Extracted entries below:

PR #33921, opened 2021-07-08
envoy: set so_reuseport

kyessenov:
Signed-off-by: Kuat Yessenov <kuat@google.com>

In preparation for new defaults, set SO_REUSEPORT on virtual listener sockets. This enables kernel load balancing for TCP accepts instead of in-process implementation. The high risk area is hot-restart which is not used in istio.

Ref: https://github.com/envoyproxy/envoy/pull/17259

### DIFF
--- a/pilot/pkg/networking/core/v1alpha3/listener_builder.go
+++ b/pilot/pkg/networking/core/v1alpha3/listener_builder.go
@@ -384,6 +384,7 @@ func (lb *ListenerBuilder) buildVirtualOutboundListener(configgen *ConfigGenerat
 		UseOriginalDst:   proto.BoolTrue,
 		FilterChains:     filterChains,
 		TrafficDirection: core.TrafficDirection_OUTBOUND,
+		ReusePort:        true,
 	}
 	accessLogBuilder.setListenerAccessLog(lb.push, lb.node, ipTablesListener)
 	lb.virtualOutboundListener = ipTablesListener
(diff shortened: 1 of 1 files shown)


mandarjog:
@kyessenov is this to start testing istio with this change before the change lands upstream?

I think we will need to provide a way to use old behaviour if there are any gremlins later.

mandarjog (approved):
Lgtm
To get a head start on testing.
Do we want this change in 1.11? I don’t think so.

kyessenov:
I think it's a safe change on Linux. This is only affecting sidecars with a few workers and isolated network namespaces. It's less restrictive so it's unlikely to break someone. The only issue might be kernel interaction but it's been long enough that widely popular kernels are up to date.

kyessenov:
Putting hold so more people provide feedback.

lambdai (approved):
Can you update the description? 
s/set SO_REUSEPORT on virtual sockets/set SO_REUSEPORT on virtual listeners/

Explicitly set to true will shortcut the branch to use the Envoy runtime flag in the ref envoy PR. But we should build some confidence of the reuseport behavior prior to istio release

howardjohn (commented):
Is there any reason we only do it on virtual listener? I think the envoy PR applies to all listeners(?)

kyessenov:
/retest

@howardjohn What other listeners do you have in mind? Ingress might be interesting but given that it's usually high concurrency, there will be significant behavior changes. Sidecars are usually not using all cores. Health endpoints should not be shared I think between multiple envoys since that defeats their purpose.

howardjohn:
I was thinking of gateway specifically. My understanding is once the envoy
PR merged those will start using reuseport?

So it seems like that's either a good thing and we can explicitly enable it
not to get some early testing, or it's not a good thing and we should
explicitly disable it?

I am fine with not doing it in this PR, I was mostly just curious if it was
intentional not set

kyessenov:
@howardjohn There are more unknowns unknowns with gateways so we need to keep it separate. We should probably do it, but I'm not as confident that it won't break someone as this change.

kyessenov:
multi-cluster tests are very flakey.
/retest

kyessenov:
6 times and counting
/retest

howardjohn:
Given https://github.com/envoyproxy/envoy/pull/17259 merged, do we still need this?

Issue #32437, opened 2021-04-23
Improve CNI supportability


bianpengyuan:
Currently CNI is not very easy to debug. This issue various supportability improvements that will be needed for CNI beta graduation.

* Add label / prefix to CNI binary (istio-cni, istio-iptable) log, so that they can be easily filtered out from other kubelet logs.
* Collect better signals from istio-cni and istio-iptable plugin. The only CNI related metric we collected right now is pod repaired. We need to do some research on whether it is possible to collect metrics from cni binaries. Some ideas such as cni binaries write to a host file, istio-install periodically read and parse the file, and generates z pages or stats based on that. A default dashboard should also be provided. This might borrow the Calico's [logging solution](https://github.com/projectcalico/cni-plugin/blob/7495c0279c34faac315b82c1838bca638e23dbbe/internal/pkg/utils/utils.go#L710).
* istioctl integration, such as command to collect logs, get pod repaired, and bug report tools, etc.

bianpengyuan:
cc @mandarjog @therealmitchconnors @howardjohn @stewartbutler @ostromart  Please add anything that you think will be valuable for CNI supportability.

bianpengyuan:
This is done.

believening:
teeToUDSServer only returns a zapcore.Core, but check the err

https://github.com/istio/pkg/blob/fbcf820ec6e9beb2de2928e83d70d103c920b77f/log/config.go#L354-L364
```	
	if options.teeToUDSServer {
		// build uds core.
		core = teeToUDSServer(core, options.udsSocketAddress, options.udsServerPath)
		if err != nil {
			return err
		}
		captureCore = teeToUDSServer(captureCore, options.udsSocketAddress, options.udsServerPath)
		if err != nil {
			return err
		}
	}
```

PR #33926, opened 2021-07-09
Add UDS log to CNI plugin.

bianpengyuan:
For #32437

Make CNI plugin also sends log to CNI install container. This PR also contains a fix to make log level really work for CNI network plugin, and a clean up of plugin log messages to make it really usable. Also make CNI integration test sends log to CNI daemonset.

At info level, CNI network plugin logs looks like the follow in the cni container for a pod: https://gist.githubusercontent.com/bianpengyuan/a7cabdc1651df1dd3709fd386176e0e0/raw/7f1760bb7f01f9b7347a451bf6cf0989ed6ccb53/cni-info.log. At debug level, CNI network plugin logs looks like: https://gist.githubusercontent.com/bianpengyuan/1e3a4b905935e92b35c05cd386d76d57/raw/842fc2c68cab38895319c58c2c72c019262fa9ff/cni-debug.log


tests/integration/iop-cni-defaults.yaml
```diff
@@ -0,0 +1,25 @@
...
+apiVersion: install.istio.io/v1alpha1
+kind: IstioOperator
+spec:
+  components:
+    cni:
+      namespace: kube-system
+      enabled: true
+      k8s:
+        env:
+          - name: LOG_UDS_ADDRESS
```
howardjohn, line 11: Why not the default? Is this just for testing until its stable?

releasenotes/notes/cni-uds-log.yaml
```diff
@@ -0,0 +1,9 @@
+apiVersion: release-notes/v2
+kind: feature
+area: traffic-management
+issue:
+  - 32437
+
+releaseNotes:
+  - |
+    **Added** CNI network plugin log collection at CNI Daemonset via UDS.
```
howardjohn, line 9:
```suggestion
    **Improved** CNI network plugin to send logs to the CNI daemonset. This allows viewing CNI logs using `kubectl logs`, instead of looking at kubelet logs.
```

Tried to make it more user-facing

howardjohn (commented):
Looks good!

howardjohn:
Played around with this locally, we end up with a lot of logs like:
```
2021-07-09T15:26:37.662344Z     info    Running command: iptables-restore --noflush /tmp/iptables-rules-1625844397662294469.txt604761520
2021-07-09T15:26:37.667146Z     info    Writing following contents to rules file: /tmp/ip6tables-rules-1625844397667116264.txt133047631

2021-07-09T15:26:37.667215Z     info    Running command: ip6tables-restore --noflush /tmp/ip6tables-rules-1625844397667116264.txt133047631
2021-07-09T15:26:37.669162Z     info    Running command: iptables-save
```

It would be ideal if we had context (pod name) on all of these

cni/pkg/log/uds.go
```diff
@@ -0,0 +1,128 @@
...
+	var body []byte
+	if req.Body != nil {
+		data, err := ioutil.ReadAll(req.Body)
+		if err != nil {
+			log.Errorf("Failed to read log report from cni plugin: %v", err)
+			return
+		}
+		body = data
+	}
+	l.processLogBody(body)
```
mandarjog, line 91: What is the purpose of calling processLogBody on a zero bytes body?
If there isn’t you can have an early exit and don’t need body and data as separate vars.

cni/pkg/plugin/iptables.go
```diff
@@ -57,10 +57,9 @@ func (ipt *iptables) Program(netns string, rdrct *Redirect) error {
 	log.Infof("nsenter args: %s", strings.Join(nsenterArgs, " "))
 	out, err := exec.Command("nsenter", nsenterArgs...).CombinedOutput()
 	if err != nil {
-		log.WithLabels("err", err, "out", out).Errorf("nsenter failed ")
-		log.Infof("nsenter out: %s", out)
+		log.Errorf("nsenter failed %v, with output %v", err, out)
```
mandarjog, line 60: Looks like you will have to plumb log context all the way thru from cni, otherwise pod name and other params will not be available.

cni/cmd/istio-cni/main.go
```diff
@@ -29,13 +29,13 @@ import (
...
-	loggingOptions.OutputPaths = []string{"stderr"}
-	loggingOptions.JSONEncoding = true
-	if err := log.Configure(loggingOptions); err != nil {
+	if err := log.Configure(plugin.GetLoggingOptions("")); err != nil {
 		os.Exit(1)
 	}
 	// TODO: implement plugin version
 	skel.PluginMain(plugin.CmdAdd, plugin.CmdCheck, plugin.CmdDelete, version.All,
 		fmt.Sprintf("CNI plugin istio-cni %v", istioversion.Info.Version))
+	if err := log.Sync(); err != nil {
```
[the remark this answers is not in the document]
bianpengyuan: No the http client which log.Sync uses has default 100ms timeout. I added a comment to clarify.

cni/pkg/log/uds.go
```diff
@@ -0,0 +1,128 @@
...
+			log.Debug("CNI log server terminated")
+		}
+	}()
+
+	return nil
+}
+
+func (l *UDSLogger) handleLog(w http.ResponseWriter, req *http.Request) {
+	var body []byte
+	if req.Body != nil {
```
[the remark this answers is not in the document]
bianpengyuan: thanks! done.

tests/integration/iop-cni-defaults.yaml
bianpengyuan: Yeah, more testing, and I also thought this will need a value option, which I want to avoid at least for now. But look again, we could just hard code the log volume. If user want to tune the path, they can edit the overlay and env variable as wanted. I've updated it to be enabled by default.

cni/pkg/log/uds.go
bianpengyuan: Done.

bianpengyuan:
@howardjohn @mandarjog re pod identifier for iptables log, I've added two separator log lines to denote start and end of iptables output for a pod. https://gist.githubusercontent.com/bianpengyuan/28de8f4a7c6d943b9d63ee9431a456c8/raw/faceb7d46257cfe5f90aa7fa32fa3c78291df458/cni-log-new.log is what it looks like now.

CNI/Iptables logs from different pods won't interleave because
1) CNI/iptables logs for a pod is reported in a single request
2) the logger locks the log printing for each request.

If we find out logs from CNI/IPTables is too large and needs to be divided into separated requests, we can revisit and think about ways to add identifier to each log lines.

releasenotes/notes/cni-uds-log.yaml
```diff
@@ -0,0 +1,9 @@
+apiVersion: release-notes/v2
+kind: feature
+area: traffic-management
+issue:
+  - 32437
+
+releaseNotes:
+  - |
+    **Improved** CNI network plugin to send logs to the CNI daemonset. This allows viewing CNI logs using `kubectl logs`, instead of looking at kubelet logs.
```
mandarjog, line 9: This is surely an improvement.
How will users that used to look at kubelet logs, know to look here?
It is a `change`, not just improvement.

howardjohn: Should we log in both places?

bianpengyuan: Istio CNI doc will be revamped, and this will be clearly documented. I think there should be a release notes about CNI beta graduation, as part of headlines for 1.11 release, and this will be mentioned there as well, not just change notes.

bianpengyuan: We log in both places. The UDS code paths sends a copy to CNI daemonset.

bianpengyuan: > We log in both places

The unit test covers verification for this: https://github.com/istio/istio/pull/33926/files#diff-370d69585b4a3d56f5b5e0c3df20124efea862278838276bc5666474a59b4ee6R55

bianpengyuan:
@mandarjog @howardjohn gentle ping for review, thanks!

howardjohn (approved):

End of Extracted entries.

The response must hold only the lines above from the line with "CNI/Iptables logs from" through the line with "bianpengyuan: > We log in both places", each copied exactly, both ends kept.

The completed task »
CNI/Iptables logs from different pods won't interleave because
1) CNI/iptables logs for a pod is reported in a single request
2) the logger locks the log printing for each request.

If we find out logs from CNI/IPTables is too large and needs to be divided into separated requests, we can revisit and think about ways to add identifier to each log lines.

releasenotes/notes/cni-uds-log.yaml
```diff
@@ -0,0 +1,9 @@
+apiVersion: release-notes/v2
+kind: feature
+area: traffic-management
+issue:
+  - 32437
+
+releaseNotes:
+  - |
+    **Improved** CNI network plugin to send logs to the CNI daemonset. This allows viewing CNI logs using `kubectl logs`, instead of looking at kubelet logs.
```
mandarjog, line 9: This is surely an improvement.
How will users that used to look at kubelet logs, know to look here?
It is a `change`, not just improvement.

howardjohn: Should we log in both places?

bianpengyuan: Istio CNI doc will be revamped, and this will be clearly documented. I think there should be a release notes about CNI beta graduation, as part of headlines for 1.11 release, and this will be mentioned there as well, not just change notes.

bianpengyuan: We log in both places. The UDS code paths sends a copy to CNI daemonset.

bianpengyuan: > We log in both places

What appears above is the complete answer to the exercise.